§ AIM OF THE EXERCISE
Look through the material that follows and show every line with the string "merge".

§ DATA UNDER STUDY
PR #609, opened 2021-02-18
fixes #31913 - Introducing find_job_invocation_by_id macro

domitea:
This PR is consist of adding `find_job_invocation_by_id` macro for get job invocation instance by id. This macro are requested by another PR in REX (https://github.com/theforeman/foreman_remote_execution/pull/453).

### DIFF
--- a/app/services/renderer_methods.rb
+++ b/app/services/renderer_methods.rb
@@ -1,0 +1,12 @@
+# frozen_string_literal: true
+
+# macros to fetch information about invoked jobs
+module RendererMethods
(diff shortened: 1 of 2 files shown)


adamruzicka:
Why add a macro in tasks, which only touches objects from REX to use it from REX?

domitea:
That's a good point. I thorught that `JobInvocation` model is in Tasks, so it would makes sense to move this macro to Tasks. However there is no model at all... :( I'll close it...

PR #610, opened 2021-03-01
Fixes #30043 - Add duration column to exported tasks

pheeeter:


lib/foreman_tasks/tasks/export_tasks.rake
```diff
@@ -216,11 +216,24 @@ namespace :foreman_tasks do
...
+      def self.count_duration(task)
+        duration = nil
+        if task.started_at && task.ended_at
+          duration = (task.ended_at - task.started_at).floor
+        elsif task.started_at && task.ended_at.nil?
+          duration = (Time.now - task.started_at).floor
+        else
+          duration = "N/A"
+        end
+        return duration
```
adamruzicka, line 228: In ruby, everything is an expression. A function implicitly returns the result of evaluating last expression in the function, explicit returns are only needed if you need to exit early. The same goes for `if`, result of evaluating an `if` statement is whatever the selected branch evaluated to. With this in mind, you should be able to reduce the code a bit

lib/foreman_tasks/tasks/export_tasks.rake
```diff
@@ -217,15 +217,13 @@ namespace :foreman_tasks do
...
-        duration = nil
-        if task.started_at && task.ended_at
-          duration = (task.ended_at - task.started_at).floor
-        elsif task.started_at && task.ended_at.nil?
-          duration = (Time.now - task.started_at).floor
-        else
-          duration = "N/A"
-        end
-        return duration
+        duration = if task.started_at && task.ended_at
```
adamruzicka, line 220: Almost there. Why is this local variable needed?

pheeeter: Ah, my bad

lib/foreman_tasks/tasks/export_tasks.rake
```diff
@@ -216,11 +216,22 @@ namespace :foreman_tasks do
         end
       end
 
+      def self.count_duration(task)
+        if task.started_at && task.ended_at
+          (task.ended_at - task.started_at).floor
+        elsif task.started_at && task.ended_at.nil?
+          (Time.now.to_i - task.started_at).floor
```
adamruzicka, line 223: If both `started_at` and `ended_at` are non-nil, you just subtract them, but if the duration is open ended, you convert the time to integer first. Why?

lib/foreman_tasks/tasks/export_tasks.rake
```diff
@@ -216,11 +216,22 @@ namespace :foreman_tasks do
         end
       end
 
+      def self.count_duration(task)
```
adamruzicka, line 219: This is fine for the time being, but maybe having it as a method in the `Task` class would be better?

lib/foreman_tasks/tasks/export_tasks.rake
pheeeter: It should be `to_f` not `to_i`

adamruzicka: But the question remains. Why do you subtract two times in one branch, but time from integer/float in another?

pheeeter: I added there `to_i` then `to_f`, because of rubocop testing... so should be there `to_f` for each time?

adamruzicka: What exactly was rubocop complaining about?

pheeeter:
```
lib/foreman_tasks/tasks/export_tasks.rake:223:17: C: Rails/TimeZone: Do not use Time.now without zone. Use one of Time.zone.now, Time.current, Time.now.in_time_zone, Time.now.utc, Time.now.getlocal, Time.now.xmlschema, Time.now.iso8601, Time.now.jisx0301, Time.now.rfc3339, Time.now.httpdate, Time.now.to_i, Time.now.to_f instead.
```

app/models/foreman_tasks/task.rb
```diff
@@ -255,6 +256,10 @@ def action_output
       main_action.continuous_output.raw_outputs
     end
 
+    def duration
+      {}
+    end
```
adamruzicka, line 261: Why keep this around?

app/models/foreman_tasks/task.rb
```diff
@@ -76,6 +76,7 @@ def check_permissions_after_save
                                  :"foreman_tasks_links.resource_type" => resource.class.name)
            end)
     scope :for_action_types, (->(action_types) { where('foreman_tasks_tasks.label IN (?)', Array(action_types)) })
+    scope :duration, -> { select("DISTINCT foreman_tasks_tasks.*, coalesce(ended_at, current_timestamp) - coalesce(coalesce(started_at, ended_at), current_timestamp) as duration") }
```
adamruzicka, line 79: Since it returns a scope of tasks with calculated duration, maybe `with_duration` would be a better name?

adamruzicka (commented):
You still need to use the new scope in the non-api controller and in export rake task. A place just before the collection of tasks gets processed one-by-one would probably be a good place

app/models/foreman_tasks/task.rb
pheeeter: Sorry, I forgot to remove that

app/controllers/foreman_tasks/tasks_controller.rb
```diff
@@ -99,7 +99,8 @@ def resource_class
 
     def respond_with_tasks(scope)
       @tasks = filter(scope, paginate: false)
-      csv_response(@tasks, [:id, :action, :state, :result, 'started_at.in_time_zone', 'ended_at.in_time_zone', :username], ['Id', 'Action', 'State', 'Result', 'Started At', 'Ended At', 'User'])
+      @tasks = @tasks.merge(ForemanTasks::Task.with_duration)
```
adamruzicka, line 102: You should be able to simplify this with `@tasks = filter(scope, paginate: false).with_duration`

lib/foreman_tasks/tasks/export_tasks.rake
```diff
@@ -242,15 +242,16 @@ namespace :foreman_tasks do
     export_filename = ENV['TASK_FILE'] || "/tmp/task-export-#{Time.now.to_i}.#{format == 'csv' ? 'csv' : 'tar.gz'}"
 
     tasks = ForemanTasks::Task.search_for(filter)
+    tasks = tasks.merge(ForemanTasks::Task.with_duration.distinct)
```
adamruzicka, line 245: Here again `tasks = ForemanTasks::Task.search_for(filter).with_duration.distinct` should work

adamruzicka (changes requested):
Looks promising, but there are still some things to fix.

Show endpoint of the api controller does not return duration, which in turn makes `hammer task info` not show duration.

Also would be nice to get some test coverage

app/controllers/foreman_tasks/api/tasks_controller.rb
```diff
@@ -322,7 +322,7 @@ def resource_class
       end
 
       def find_task
-        @task = resource_scope.find(params[:id])
+        @task = resource_scope_for_index.find(params[:id])
```
adamruzicka, line 325: `resource_scope_for_index` behaves slightly differently than just `resource_scope`, wouldn't something like `resource_scope.with_index.find(...)` work?

test/controllers/api/tasks_controller_test.rb
```diff
@@ -76,6 +76,24 @@ class Api::TasksControllerTest < ActionController::TestCase
                      session: set_session_user(User.current)
           assert_response :not_found
         end
+
+        it 'shows duration column in exported task' do
```
adamruzicka, line 80: This applies to all the tests, hitting `show`, `index` or `sub_tasks` endpoints with a request does not do an export so mentioning "exported task" in the test name might be misleading

test/controllers/api/tasks_controller_test.rb
```diff
@@ -76,6 +76,24 @@ class Api::TasksControllerTest < ActionController::TestCase
...
+          assert_response :success
+          data = JSON.parse(response.body)
+          _(data['duration']).must_equal task.duration
+        end
+      end
+
+      describe 'GET /api/tasks/index' do
+        it 'shows duration column in exported task' do
+          task = ForemanTasks::Task.with_duration.find(FactoryBot.create(:dynflow_task).id)
+          get :index, params: { id: task.id }, session: set_session_user
```
adamruzicka, line 92: Index does not accept `id` parameter

test/controllers/tasks_controller_test.rb
```diff
@@ -89,6 +89,20 @@ def in_taxonomy_scope(organization, location = nil)
                      session: set_session_user(User.current)
           assert_response :not_found
         end
+
+        it 'shows duration column in exported task' do
+          task = ForemanTasks::Task.with_duration.find(FactoryBot.create(:some_task).id)
+          get(:show, params: { id: task.id, duration: task.duration }, session: set_session_user)
```
adamruzicka, line 95: Show ignores `duration` parameter

test/controllers/tasks_controller_test.rb
```diff
@@ -89,6 +89,20 @@ def in_taxonomy_scope(organization, location = nil)
...
+          assert_response :success
```
adamruzicka, line 96: This test currently tests that a request succeeds, but not that correct data is returned.

test/controllers/tasks_controller_test.rb
```diff
@@ -89,6 +89,20 @@ def in_taxonomy_scope(organization, location = nil)
...
+        end
+      end
+
+      describe 'index' do
+        it 'shows duration column in exported task' do
+          task = ForemanTasks::Task.with_duration.find(FactoryBot.create(:some_task).id)
+          get(:index, params: { id: task.id, duration: task.duration }, session: set_session_user)
```
adamruzicka, line 103: Index ignores both `id` and `duration` parameters

test/controllers/tasks_controller_test.rb
```diff
@@ -89,6 +89,20 @@ def in_taxonomy_scope(organization, location = nil)
...
+          assert_response :success
```
adamruzicka, line 104: This test currently tests that a request succeeds, but not that correct data is returned.

test/controllers/tasks_controller_test.rb
```diff
@@ -109,6 +123,12 @@ def in_taxonomy_scope(organization, location = nil)
           assert_equal 2, response.body.lines.size
           assert_include response.body.lines[1], 'Child action'
         end
+
+        it 'shows duration column in exported task' do
+          task = ForemanTasks::Task.with_duration.find(FactoryBot.create(:some_task).id)
+          get(:sub_tasks, params: { id: task.id, duration: task.duration }, session: set_session_user)
```
adamruzicka, line 129: Sub tasks lists tasks which are children of a task specified by `id` parameter. `duration` parameter is ignored.

test/controllers/tasks_controller_test.rb
```diff
@@ -109,6 +123,12 @@ def in_taxonomy_scope(organization, location = nil)
...
+          assert_response :success
```
adamruzicka, line 130: This test currently tests that a request succeeds, but not that correct data is returned. Additionally, you request sub tasks of a specific task, but that task has no sub tasks.

adamruzicka (changes requested):

test/controllers/tasks_controller_test.rb
```diff
@@ -124,10 +119,14 @@ def in_taxonomy_scope(organization, location = nil)
           assert_include response.body.lines[1], 'Child action'
         end
 
-        it 'shows duration column in exported task' do
-          task = ForemanTasks::Task.with_duration.find(FactoryBot.create(:some_task).id)
-          get(:sub_tasks, params: { id: task.id, duration: task.duration }, session: set_session_user)
+        it 'shows duration column' do
+          parent = ForemanTasks::Task.with_duration.find(FactoryBot.create(:some_task).id)
```
adamruzicka, line 123: The only thing we need to know about the parent task is the id, so we should be fine with just `FactoryBot.create(:some_task).id`. There's no need to reload it with duration

adamruzicka:
Could you please squash the commits so we have one commit for controller changes, one for the rake task and one for tests?

adamruzicka:
Needs a rebase

adamruzicka:
That didn't really help. Rebasing your commit on top of current master would be better approach than merging current master into your branch

pkoprda:
Thank you @adamruzicka for your review! Now I know that I should use rebasing instead of merging when something like this happens.

PR #611, opened 2021-03-01
Fixes #31953 - ObservableAction jail doc

adamruzicka:


adamruzicka:
CC @ofedoren

ofedoren (approved):
Thanks, @adamruzicka! LGTM for starters. We can add some improvements afterwards (probably will require a new version of `apipie_dsl`)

§ SOLUTION FOR THIS PROBLEM
+      @tasks = @tasks.merge(ForemanTasks::Task.with_duration)
+    tasks = tasks.merge(ForemanTasks::Task.with_duration.distinct)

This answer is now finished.